I'm guessing that too, that Athos has in mind consciously decided upon moral action taken in the knowledge that it is a moral action.

But this is the right way to look at things, imo (the abstract you quote). For a long time, altruism was deemed generally outside evolutionary mechanisms (although that always begged the question of where the fuck it came from in us), but there's been game theory work by Martin Nowak and others showing mathematically how selection of altruistic behaviour can work within the narrow parameters that evolution sets up.

(Generally, we make progress when we place ourselves and our behaviour within evolutionary processes, not in some way outside them. This idea meets more resistance than it should - humans are a case study in evolution just like any other species.)


----------



## Jeff Robinson (Aug 19, 2017)

Athos said:


> There's nothing particularly Hobbesean or Randian about my position. It's far more universal than that; after all, do unto others as you would have them do unto you features in pretty much every major religion.
> 
> The argument isn't undermined by the fact that some don't observe human rights, any more than that fact undermines any other bases for such rights.

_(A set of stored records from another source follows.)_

PR #3150, opened 2026-08-28
test(telegram): cover media ingest paths

SIBTAIN-ASAD:
Telegram media uploads had no adapter-level regression coverage, so changes to VLM success handling or RAG failure reporting could pass without a test signal. These focused async tests assert the downloaded file paths and the exact session context sent to the agent for both successful photo processing and failed document indexing.

## Why

Issue #2986 calls for coverage of the Telegram media-ingest paths. The tests keep the user-visible context intact: processed photos include their extracted text, while indexing failures remain explicit instead of silently dropping the upload.

## Linked issue

Refs #2986

## Changes

- cover photo download and successful VLM context propagation
- cover document download and visible RAG indexing failure context

## Test plan

- [x] `/tmp/gaia/.venv/bin/pytest tests/unit/test_telegram_adapter.py -q` — 5 passed
- [x] `black --check tests/unit/test_telegram_adapter.py`
- [x] `isort --check-only tests/unit/test_telegram_adapter.py`

## Evidence

- [x] **Agent exposed in the Agent UI** — N/A: test-only change; no UI surface changed.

The golden rule is rather different to your ethical framework though. It's about being able to empathise with others, not acting out of self-interest.

I agree non-observervance does not undermine the ideal of human rights, but your idea that self-interest undergirds human rights is flawed because it implies that whenever it is in your self-interest to violate another's rights you should. The only alternative is to claim that there can never be any self-interested reasons to violate rights, which is obviously false.


----------



## PaoloSanchez (Aug 19, 2017)

A vivisector is having a nightmare: lying on a cold steel table, he's going numb as a giant rat approaches with a large knife.
The rat says, "We are going to need those kidneys, my friend."
"Wait!" shouts the vivisector. "I understand that I'm going to die, but just tell me, is it for the good of humanity?"
"Something like that," the rat tells him with a smirk. "It's for the good of two manatees."


----------



## fishfinger (Aug 20, 2017)

PaoloSanchez said:


> A vivisector is having a nightmare: lying on a cold steel table, he's going numb as a giant rat approaches with a large knife.
> The rat says, "We are going to need those kidneys, my friend."
> "Wait!" shouts the vivisector. "I understand that I'm going to die, but just tell me, is it for the good of humanity?"
> "Something like that," the rat tells him with a smirk. "It's for the good of two manatees."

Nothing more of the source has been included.